> **Supplied material**:
========

PR #859, opened 2025-02-12
Collection: Major version, use 3.0 language features.

lrhn:
Move `package:collection` to using Dart 3.0 language features, in particular `final` and `interface` classes.

Remove deprecated APIs.
Deprecate a few new APIs for various reasons (like better versions being available in the platform libraries).
Includes a potentially breaking change to `SetEquality` and `MapEquality` which should increase performance.

Adding `final` or `interface` to classes requires a major version increment.
That will be *incredibly painful* to land since `package:test` depends on collection `^1.x.0` and everything in the world, this package included, depends on `package:test`. (Half of that world depends on `package:collection` directly as well, it's not just `test`.)

For now (to be able to run tests), the pubspec version is `1.x.0-2.0.0.wip`.

(The `CanonicalizedMap` class is only marked `@sealed`, not `final`, until an existing subclass can be fixed.
It's unknown how many other packages will be broken by these class modifiers.)


pkgs/collection/lib/src/iterable_zip.dart
```diff
@@ -13,7 +13,9 @@ import 'dart:collection';
 /// combined into a single list, which becomes the next value of this
 /// [Iterable]'s [Iterator]. As soon as any of the iterators run out,
 /// the zipped iterator also stops.
-class IterableZip<T> extends IterableBase<List<T>> {
+/// @nodoc
+@Deprecated('Use [i1, i2].zip from dart:collection')
+final class IterableZip<T> extends IterableBase<List<T>> {
```
kevmoo, line 18: should we just do another "dot" release to deprecate and then drop this? Let's double down on the breaking changes.

lrhn:
Do not expect this to be able to land as-is.
The good question is "if ever". Can we, in any possible way, create a 2.0 of `package:collection` when the entire ecosystem uses `^1.x.0` constraints?

Jonas suggested not actually removing anything, just keeping it deprecated *and* `@nodoc`.
Adding `final` is still breaking. We can use `@sealed` instead. Don't have an annotation for `interface`.
It means we'll likely never get to using `final`.

And the changes to `SetEquality` might still be breaking anyway.

jakemac53:
Please mark this PR as a Draft if you don't intend to land it :).

I would definitely argue we shouldn't do this, it is better to just keep the tech debt of the deprecated things forever.

Or, we could delete them in a non-breaking change. I also think that would be better, even though it violates semver.

jakemac53:
(or an even better alternative, convince flutter to stop pinning deps, or at least have a process for not pinning certain specific deps for specified time periods)

lrhn:
Any major version increment of a widely used package is hard. 

It probably requires a lot of packages to change their dependencies to `>=1.19.0 <3.0.0` when they have validated that they work with both versions.
Then, when everyone has done that, individual packages can start requiring the 2.0.0 version without breaking anything. 

That's what we simulate when we fiddle with version constraints of the SDK when publishing a new major version.

Semver doesn't help. It can't, a major version increment is a breaking change, you have to opt in to it.

The alternative is really just to release `collection2` as an unrelated package.

Or allow Pub to include two different versions of the same package in one program, so one package can use collection 1.19.0, and another 2.0.0.
That requires package resolution to be configurable per-package.
Could choose to only allow one version pet major version. 
(But that's not a short-term fix.)

We could create `collection2` as a new package, and `collection` v2.0.0 exporting that (hard version constraint). Then if we ever manage to get people moved to collection 2.0, we can swap the packages so that `collection2` exports `collection` v2, and deprecate `collection2`.

lrhn:
I would find it incredibly worrisome if we choose to make a breaking change as a minor version increment because we can't figure out how to release a major version increment. 
That would be saying that semver doesn't work, and rather than fixing how you use semver (like allowing versions of the same package in one program), we just ignore it and lie about whether the change is breaking.
That may just incentivize people to accept smaller version ranges, rather than `^1.X.0` (since that would no longer mean "Until next breaking change").

Maybe we need a new concept: deprecation-aware semver.
If a package version 2.0.0 can say that it is _deprecation compatible_ with versions 1.17.0 and above, then pub could choose to solve with 2.0.0 of all dependencies require 1.17 or above, and can therefore be assumed to not have deprecation warnings for deprecations that were in those versions.
Like a compatibility window, if you don't use anything deprecated in the version you require, then you will be compatible with any later version that is deprecation-compatible with that version. 

We'll have to have more kinds of deprecations if we want to make every later API change, like "this parameter will stop being optional" or "... will change type to", or "this class will become final/interface/base/sealed".

Probably can't get away with "this enum will get more values".

jakemac53:
> It probably requires a lot of packages to change their dependencies to `>=1.19.0 <3.0.0` when they have validated that they work with both versions.

The problem is that since flutter pins package:collection, the majority of users (and possibly packages, but I am not sure what percentage of these packaged depend on flutter) can't get a version solve for version 2 until flutter uses it. But we don't want flutter to use it until most packages support it, so its a catch 22.

They can use a dependency override on package:collection, but do we want to tell >3k package authors to add a dependency override on a package for this purpose, and pre-emptively publish? We would need to communicate widely here what we expect package authors to do, and coordinate across the whole ecosystem to make this happen.

And then the question becomes, what is the benefit we get in return for all that effort across not only our team but the entire package ecosystem, and is that a good investment.

> I would find it incredibly worrisome if we choose to make a breaking change as a minor version increment because we can't figure out how to release a major version increment.
> That would be saying that semver doesn't work, and rather than fixing how you use semver (like allowing versions of the same package in one program), we just ignore it and lie about whether the change is breaking.

I understand where you are coming from here, and usually I would agree. But, we need to take a step back and think about _why_ we use semver, what the tradeoffs are, and ultimately what will best serve our users. Semver is just a tool - a tool that we use in order to avoid the pain of package version incompatibilities and breakage. However, it also comes with its own pain, which is that when you do a breaking change all consumers of your package have to take some action, even if they are not affected by the change.

I would argue that when a package is core enough, and the breaking change is actually unlikely to anybody in practice, it is sometimes the best thing for our users to violate semver.

I don't like it, but its important we try to evaluate which option is actually the least painful. And a breaking change in a core package like this is incredibly painful and costly.

devoncarew:
> > Or allow Pub to include two different versions of the same package in one program, so one package can use collection 1.19.0, and another 2.0.0.
> >
> > That requires package resolution to be configurable per-package.
> > Could choose to only allow one version pet major version.
> 
> I very much think we should do this!

fwiw, I believe this is how Rust solves the diamond dependency problem. It allows the solve, but provisions two versions of the package locally. Things would get tricky if you ever start passing types from those packages around your app - TypeA from package.v1 would not be the same type as TypeA from package.v2.

nex3:
If you minimize the scope of breaking changes to things that are unlikely to be problems in practice and make all Dart Team packages use `>=1.x.0 <3.0.0` constraints, that should create a window of opportunity where Flutter can relatively painlessly change their pinned version to 2.x.

kekavc24:
If this is still alive, is it possible include some missing methods to `UnmodifiableMapMixin`. It's missing `addEntries`, `removeWhere`, `update`, `updateAll` methods. (I'm sorry I know this additional work on top of the brainstorming about the release strategy and way forward)

sigurdm:
> Isn't the point of Unmodifiable to not have those methods? Or am I being dense?

Well, they have to be mixed in to something that ends up implementing `List` no? So they might as well provide a throwing implementation.

mosuem:
> And to repeat myself - why do we even have this package? Why not merge any useful stuff into dart:collection and discontinue this package?

At least philosophically, I think we should try to move as much as possible _out_ of the SDK. The more is in packages, the better.

> I (as already said) don't see that we gain much from this.

For this PR specifically, I don't have any opinion if it's worth it. But generally we shouldn't hold back with bumping major versions. It won't break the ecosystem, just take longer to propagate.

jonasfj:
Avoid breaking changes in popular packages is not the same as letting them
go stale.

That said, breaking changes today incur a lot of cost. We do have way to
migrate using constraints spanning two major versions, but the process is
slow and for popular packages it requires a lot actors to (a) take action
and update their package, and, (b) be careful with the constraints and what
functionality they depend on.

That's not impossible, but the cost is high. Thus, IMO the benefits from a
breaking change should be commensurate.

If we're just removing deprecated classes, maybe it's better to hide them
from dartdoc. If we're just adding final to class, maybe @sealed is a
better compromise.

If we had better tooling for gradual migrations, such as
private_dependencies, the cost would be lower, and the benefit required for
a breaking change would not have to be as high.

I don't have fully considered thoughts on this, and it's certainly hard to
balance whether or not the benefit of breaking outweighs the cost.

ons. 8. okt. 2025, 09.29 skrev Moritz ***@***.***>:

========

> **Task objective**: Extract the complete data, matching each line exactly.

> **Solution below**:
PR #859, opened 2025-02-12
Collection: Major version, use 3.0 language features.

lrhn:
Move `package:collection` to using Dart 3.0 language features, in particular `final` and `interface` classes.

Remove deprecated APIs.
Deprecate a few new APIs for various reasons (like better versions being available in the platform libraries).
Includes a potentially breaking change to `SetEquality` and `MapEquality` which should increase performance.

Adding `final` or `interface` to classes requires a major version increment.
That will be *incredibly painful* to land since `package:test` depends on collection `^1.x.0` and everything in the world, this package included, depends on `package:test`. (Half of that world depends on `package:collection` directly as well, it's not just `test`.)

For now (to be able to run tests), the pubspec version is `1.x.0-2.0.0.wip`.

(The `CanonicalizedMap` class is only marked `@sealed`, not `final`, until an existing subclass can be fixed.
It's unknown how many other packages will be broken by these class modifiers.)


pkgs/collection/lib/src/iterable_zip.dart
```diff
@@ -13,7 +13,9 @@ import 'dart:collection';
 /// combined into a single list, which becomes the next value of this
 /// [Iterable]'s [Iterator]. As soon as any of the iterators run out,
 /// the zipped iterator also stops.
-class IterableZip<T> extends IterableBase<List<T>> {
+/// @nodoc
+@Deprecated('Use [i1, i2].zip from dart:collection')
+final class IterableZip<T> extends IterableBase<List<T>> {
```
kevmoo, line 18: should we just do another "dot" release to deprecate and then drop this? Let's double down on the breaking changes.

lrhn:
Do not expect this to be able to land as-is.
The good question is "if ever". Can we, in any possible way, create a 2.0 of `package:collection` when the entire ecosystem uses `^1.x.0` constraints?

Jonas suggested not actually removing anything, just keeping it deprecated *and* `@nodoc`.
Adding `final` is still breaking. We can use `@sealed` instead. Don't have an annotation for `interface`.
It means we'll likely never get to using `final`.

And the changes to `SetEquality` might still be breaking anyway.

jakemac53:
Please mark this PR as a Draft if you don't intend to land it :).

I would definitely argue we shouldn't do this, it is better to just keep the tech debt of the deprecated things forever.

Or, we could delete them in a non-breaking change. I also think that would be better, even though it violates semver.

jakemac53:
(or an even better alternative, convince flutter to stop pinning deps, or at least have a process for not pinning certain specific deps for specified time periods)

lrhn:
Any major version increment of a widely used package is hard. 

It probably requires a lot of packages to change their dependencies to `>=1.19.0 <3.0.0` when they have validated that they work with both versions.
Then, when everyone has done that, individual packages can start requiring the 2.0.0 version without breaking anything. 

That's what we simulate when we fiddle with version constraints of the SDK when publishing a new major version.

Semver doesn't help. It can't, a major version increment is a breaking change, you have to opt in to it.

The alternative is really just to release `collection2` as an unrelated package.

Or allow Pub to include two different versions of the same package in one program, so one package can use collection 1.19.0, and another 2.0.0.
That requires package resolution to be configurable per-package.
Could choose to only allow one version pet major version. 
(But that's not a short-term fix.)

We could create `collection2` as a new package, and `collection` v2.0.0 exporting that (hard version constraint). Then if we ever manage to get people moved to collection 2.0, we can swap the packages so that `collection2` exports `collection` v2, and deprecate `collection2`.

lrhn:
I would find it incredibly worrisome if we choose to make a breaking change as a minor version increment because we can't figure out how to release a major version increment. 
That would be saying that semver doesn't work, and rather than fixing how you use semver (like allowing versions of the same package in one program), we just ignore it and lie about whether the change is breaking.
That may just incentivize people to accept smaller version ranges, rather than `^1.X.0` (since that would no longer mean "Until next breaking change").

Maybe we need a new concept: deprecation-aware semver.
If a package version 2.0.0 can say that it is _deprecation compatible_ with versions 1.17.0 and above, then pub could choose to solve with 2.0.0 of all dependencies require 1.17 or above, and can therefore be assumed to not have deprecation warnings for deprecations that were in those versions.
Like a compatibility window, if you don't use anything deprecated in the version you require, then you will be compatible with any later version that is deprecation-compatible with that version. 

We'll have to have more kinds of deprecations if we want to make every later API change, like "this parameter will stop being optional" or "... will change type to", or "this class will become final/interface/base/sealed".

Probably can't get away with "this enum will get more values".

jakemac53:
> It probably requires a lot of packages to change their dependencies to `>=1.19.0 <3.0.0` when they have validated that they work with both versions.

The problem is that since flutter pins package:collection, the majority of users (and possibly packages, but I am not sure what percentage of these packaged depend on flutter) can't get a version solve for version 2 until flutter uses it. But we don't want flutter to use it until most packages support it, so its a catch 22.

They can use a dependency override on package:collection, but do we want to tell >3k package authors to add a dependency override on a package for this purpose, and pre-emptively publish? We would need to communicate widely here what we expect package authors to do, and coordinate across the whole ecosystem to make this happen.

And then the question becomes, what is the benefit we get in return for all that effort across not only our team but the entire package ecosystem, and is that a good investment.

> I would find it incredibly worrisome if we choose to make a breaking change as a minor version increment because we can't figure out how to release a major version increment.
> That would be saying that semver doesn't work, and rather than fixing how you use semver (like allowing versions of the same package in one program), we just ignore it and lie about whether the change is breaking.

I understand where you are coming from here, and usually I would agree. But, we need to take a step back and think about _why_ we use semver, what the tradeoffs are, and ultimately what will best serve our users. Semver is just a tool - a tool that we use in order to avoid the pain of package version incompatibilities and breakage. However, it also comes with its own pain, which is that when you do a breaking change all consumers of your package have to take some action, even if they are not affected by the change.

I would argue that when a package is core enough, and the breaking change is actually unlikely to anybody in practice, it is sometimes the best thing for our users to violate semver.

I don't like it, but its important we try to evaluate which option is actually the least painful. And a breaking change in a core package like this is incredibly painful and costly.

devoncarew:
> > Or allow Pub to include two different versions of the same package in one program, so one package can use collection 1.19.0, and another 2.0.0.
> >
> > That requires package resolution to be configurable per-package.
> > Could choose to only allow one version pet major version.
> 
> I very much think we should do this!

fwiw, I believe this is how Rust solves the diamond dependency problem. It allows the solve, but provisions two versions of the package locally. Things would get tricky if you ever start passing types from those packages around your app - TypeA from package.v1 would not be the same type as TypeA from package.v2.

nex3:
If you minimize the scope of breaking changes to things that are unlikely to be problems in practice and make all Dart Team packages use `>=1.x.0 <3.0.0` constraints, that should create a window of opportunity where Flutter can relatively painlessly change their pinned version to 2.x.

kekavc24:
If this is still alive, is it possible include some missing methods to `UnmodifiableMapMixin`. It's missing `addEntries`, `removeWhere`, `update`, `updateAll` methods. (I'm sorry I know this additional work on top of the brainstorming about the release strategy and way forward)

sigurdm:
> Isn't the point of Unmodifiable to not have those methods? Or am I being dense?

Well, they have to be mixed in to something that ends up implementing `List` no? So they might as well provide a throwing implementation.

mosuem:
> And to repeat myself - why do we even have this package? Why not merge any useful stuff into dart:collection and discontinue this package?

At least philosophically, I think we should try to move as much as possible _out_ of the SDK. The more is in packages, the better.

> I (as already said) don't see that we gain much from this.

For this PR specifically, I don't have any opinion if it's worth it. But generally we shouldn't hold back with bumping major versions. It won't break the ecosystem, just take longer to propagate.

jonasfj:
Avoid breaking changes in popular packages is not the same as letting them
go stale.

That said, breaking changes today incur a lot of cost. We do have way to
migrate using constraints spanning two major versions, but the process is
slow and for popular packages it requires a lot actors to (a) take action
and update their package, and, (b) be careful with the constraints and what
functionality they depend on.

That's not impossible, but the cost is high. Thus, IMO the benefits from a
breaking change should be commensurate.

If we're just removing deprecated classes, maybe it's better to hide them
from dartdoc. If we're just adding final to class, maybe @sealed is a
better compromise.

If we had better tooling for gradual migrations, such as
private_dependencies, the cost would be lower, and the benefit required for
a breaking change would not have to be as high.

I don't have fully considered thoughts on this, and it's certainly hard to
balance whether or not the benefit of breaking outweighs the cost.

ons. 8. okt. 2025, 09.29 skrev Moritz ***@***.***>:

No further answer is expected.